◆ **Prompt**:
With the material below, print exactly the lines between the line holding "Issue #785, opened 2025-11-10" and the line holding "prioritize the request", inclusive. Add nothing else.

◆ **Data supplied**:

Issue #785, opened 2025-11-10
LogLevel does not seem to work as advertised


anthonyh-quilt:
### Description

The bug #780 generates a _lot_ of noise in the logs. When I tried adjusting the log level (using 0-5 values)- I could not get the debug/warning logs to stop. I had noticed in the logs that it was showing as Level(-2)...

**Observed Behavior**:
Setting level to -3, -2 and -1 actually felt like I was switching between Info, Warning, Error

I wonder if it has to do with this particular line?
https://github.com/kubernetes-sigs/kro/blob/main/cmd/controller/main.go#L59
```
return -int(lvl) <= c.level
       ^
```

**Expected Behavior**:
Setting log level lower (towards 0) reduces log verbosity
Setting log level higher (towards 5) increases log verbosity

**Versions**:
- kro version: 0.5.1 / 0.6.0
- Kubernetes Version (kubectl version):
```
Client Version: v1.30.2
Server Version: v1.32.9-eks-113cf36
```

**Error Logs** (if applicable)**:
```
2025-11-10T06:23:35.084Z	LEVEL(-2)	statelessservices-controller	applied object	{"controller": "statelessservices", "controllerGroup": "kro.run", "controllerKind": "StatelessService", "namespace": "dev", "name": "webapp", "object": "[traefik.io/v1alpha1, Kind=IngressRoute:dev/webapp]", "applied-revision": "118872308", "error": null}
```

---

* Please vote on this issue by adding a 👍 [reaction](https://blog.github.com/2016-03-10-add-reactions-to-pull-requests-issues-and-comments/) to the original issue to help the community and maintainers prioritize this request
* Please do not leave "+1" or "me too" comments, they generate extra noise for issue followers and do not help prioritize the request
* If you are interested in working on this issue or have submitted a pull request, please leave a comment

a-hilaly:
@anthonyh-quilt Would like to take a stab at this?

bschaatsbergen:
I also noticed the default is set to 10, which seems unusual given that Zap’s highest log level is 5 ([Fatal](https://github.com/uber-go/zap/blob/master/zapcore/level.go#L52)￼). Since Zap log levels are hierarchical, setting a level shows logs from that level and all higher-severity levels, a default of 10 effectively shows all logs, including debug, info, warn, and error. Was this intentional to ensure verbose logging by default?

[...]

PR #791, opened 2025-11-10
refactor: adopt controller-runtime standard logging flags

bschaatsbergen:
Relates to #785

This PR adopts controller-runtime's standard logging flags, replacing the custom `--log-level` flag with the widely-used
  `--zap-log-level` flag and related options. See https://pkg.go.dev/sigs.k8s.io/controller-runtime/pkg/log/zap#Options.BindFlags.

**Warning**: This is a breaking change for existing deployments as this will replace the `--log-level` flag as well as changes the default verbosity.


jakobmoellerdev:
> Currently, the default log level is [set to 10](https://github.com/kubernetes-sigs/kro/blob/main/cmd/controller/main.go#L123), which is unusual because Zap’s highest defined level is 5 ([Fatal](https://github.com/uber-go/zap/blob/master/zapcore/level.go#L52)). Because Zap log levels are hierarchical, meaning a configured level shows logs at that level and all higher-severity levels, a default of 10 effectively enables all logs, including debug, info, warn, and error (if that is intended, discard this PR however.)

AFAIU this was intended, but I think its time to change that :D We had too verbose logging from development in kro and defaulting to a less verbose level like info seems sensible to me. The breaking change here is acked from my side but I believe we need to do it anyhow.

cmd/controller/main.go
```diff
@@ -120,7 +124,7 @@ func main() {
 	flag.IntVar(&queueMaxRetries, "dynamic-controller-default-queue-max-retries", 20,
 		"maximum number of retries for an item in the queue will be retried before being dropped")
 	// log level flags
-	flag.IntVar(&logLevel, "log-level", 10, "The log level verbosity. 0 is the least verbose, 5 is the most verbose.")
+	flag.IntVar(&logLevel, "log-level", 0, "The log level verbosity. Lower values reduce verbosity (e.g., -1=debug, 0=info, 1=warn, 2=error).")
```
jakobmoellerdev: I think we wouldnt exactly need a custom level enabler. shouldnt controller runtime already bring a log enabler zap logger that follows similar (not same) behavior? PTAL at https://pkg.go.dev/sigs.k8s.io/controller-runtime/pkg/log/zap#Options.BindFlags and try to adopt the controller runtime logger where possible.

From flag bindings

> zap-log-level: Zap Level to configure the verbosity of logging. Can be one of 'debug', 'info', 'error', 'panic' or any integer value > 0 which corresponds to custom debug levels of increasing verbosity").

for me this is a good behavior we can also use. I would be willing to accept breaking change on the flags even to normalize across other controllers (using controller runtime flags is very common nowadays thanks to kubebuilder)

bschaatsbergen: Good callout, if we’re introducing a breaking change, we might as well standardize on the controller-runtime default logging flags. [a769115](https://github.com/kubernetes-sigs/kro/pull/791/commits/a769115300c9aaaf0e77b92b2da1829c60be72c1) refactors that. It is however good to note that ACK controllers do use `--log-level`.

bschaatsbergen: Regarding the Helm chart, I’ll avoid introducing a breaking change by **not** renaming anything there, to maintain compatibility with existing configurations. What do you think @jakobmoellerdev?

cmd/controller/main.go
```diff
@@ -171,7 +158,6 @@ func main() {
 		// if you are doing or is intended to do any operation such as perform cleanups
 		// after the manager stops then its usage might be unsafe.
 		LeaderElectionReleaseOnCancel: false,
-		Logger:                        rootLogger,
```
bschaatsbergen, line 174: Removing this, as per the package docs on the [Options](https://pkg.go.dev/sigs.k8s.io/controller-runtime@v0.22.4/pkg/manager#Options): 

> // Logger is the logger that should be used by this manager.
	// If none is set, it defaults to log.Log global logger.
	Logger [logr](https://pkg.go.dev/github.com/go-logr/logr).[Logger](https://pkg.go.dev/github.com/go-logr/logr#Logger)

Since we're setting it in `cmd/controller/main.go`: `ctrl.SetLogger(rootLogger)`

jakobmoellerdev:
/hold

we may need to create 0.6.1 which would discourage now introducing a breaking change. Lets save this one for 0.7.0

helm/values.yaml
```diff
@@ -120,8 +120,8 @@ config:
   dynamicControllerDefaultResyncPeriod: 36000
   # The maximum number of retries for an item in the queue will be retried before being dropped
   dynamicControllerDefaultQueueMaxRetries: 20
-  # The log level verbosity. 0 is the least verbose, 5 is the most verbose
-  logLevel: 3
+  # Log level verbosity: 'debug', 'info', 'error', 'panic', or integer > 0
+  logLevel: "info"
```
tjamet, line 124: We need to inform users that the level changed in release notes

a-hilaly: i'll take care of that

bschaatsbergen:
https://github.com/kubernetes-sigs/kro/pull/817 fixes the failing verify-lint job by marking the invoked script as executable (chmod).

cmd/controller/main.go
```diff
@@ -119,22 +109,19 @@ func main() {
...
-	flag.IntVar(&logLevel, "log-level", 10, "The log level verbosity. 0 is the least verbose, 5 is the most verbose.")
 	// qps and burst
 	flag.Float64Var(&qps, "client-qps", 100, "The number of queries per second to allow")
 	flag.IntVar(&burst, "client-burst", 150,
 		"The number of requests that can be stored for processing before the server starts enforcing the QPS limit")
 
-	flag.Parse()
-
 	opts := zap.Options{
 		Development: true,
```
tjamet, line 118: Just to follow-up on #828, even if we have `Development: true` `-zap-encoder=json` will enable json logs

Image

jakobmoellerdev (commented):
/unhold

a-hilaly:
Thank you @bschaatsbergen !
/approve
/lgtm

* * *

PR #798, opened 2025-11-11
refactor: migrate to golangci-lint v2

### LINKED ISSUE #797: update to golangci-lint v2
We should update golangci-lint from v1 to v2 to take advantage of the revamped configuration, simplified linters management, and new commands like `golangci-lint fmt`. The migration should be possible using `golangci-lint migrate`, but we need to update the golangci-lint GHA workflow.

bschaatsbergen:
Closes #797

==

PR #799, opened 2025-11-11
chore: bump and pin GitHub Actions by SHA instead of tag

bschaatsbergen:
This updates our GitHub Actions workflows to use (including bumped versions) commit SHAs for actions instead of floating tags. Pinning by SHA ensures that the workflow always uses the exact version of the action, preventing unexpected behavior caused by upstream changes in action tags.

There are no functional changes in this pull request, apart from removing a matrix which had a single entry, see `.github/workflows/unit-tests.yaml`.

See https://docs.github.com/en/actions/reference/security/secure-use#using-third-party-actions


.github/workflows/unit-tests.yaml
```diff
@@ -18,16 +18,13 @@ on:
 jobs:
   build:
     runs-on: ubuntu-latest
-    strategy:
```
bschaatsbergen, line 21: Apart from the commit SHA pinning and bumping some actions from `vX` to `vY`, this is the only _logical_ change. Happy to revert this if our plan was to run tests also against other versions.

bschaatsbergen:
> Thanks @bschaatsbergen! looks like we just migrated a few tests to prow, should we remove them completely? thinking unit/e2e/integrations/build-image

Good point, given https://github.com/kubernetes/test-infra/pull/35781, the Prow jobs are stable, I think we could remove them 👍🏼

◆ **Answer to this task**:
Issue #785, opened 2025-11-10
LogLevel does not seem to work as advertised


anthonyh-quilt:
### Description

The bug #780 generates a _lot_ of noise in the logs. When I tried adjusting the log level (using 0-5 values)- I could not get the debug/warning logs to stop. I had noticed in the logs that it was showing as Level(-2)...

**Observed Behavior**:
Setting level to -3, -2 and -1 actually felt like I was switching between Info, Warning, Error

I wonder if it has to do with this particular line?
https://github.com/kubernetes-sigs/kro/blob/main/cmd/controller/main.go#L59
```
return -int(lvl) <= c.level
       ^
```

**Expected Behavior**:
Setting log level lower (towards 0) reduces log verbosity
Setting log level higher (towards 5) increases log verbosity

**Versions**:
- kro version: 0.5.1 / 0.6.0
- Kubernetes Version (kubectl version):
```
Client Version: v1.30.2
Server Version: v1.32.9-eks-113cf36
```

**Error Logs** (if applicable)**:
```
2025-11-10T06:23:35.084Z	LEVEL(-2)	statelessservices-controller	applied object	{"controller": "statelessservices", "controllerGroup": "kro.run", "controllerKind": "StatelessService", "namespace": "dev", "name": "webapp", "object": "[traefik.io/v1alpha1, Kind=IngressRoute:dev/webapp]", "applied-revision": "118872308", "error": null}
```

---

* Please vote on this issue by adding a 👍 [reaction](https://blog.github.com/2016-03-10-add-reactions-to-pull-requests-issues-and-comments/) to the original issue to help the community and maintainers prioritize this request
* Please do not leave "+1" or "me too" comments, they generate extra noise for issue followers and do not help prioritize the request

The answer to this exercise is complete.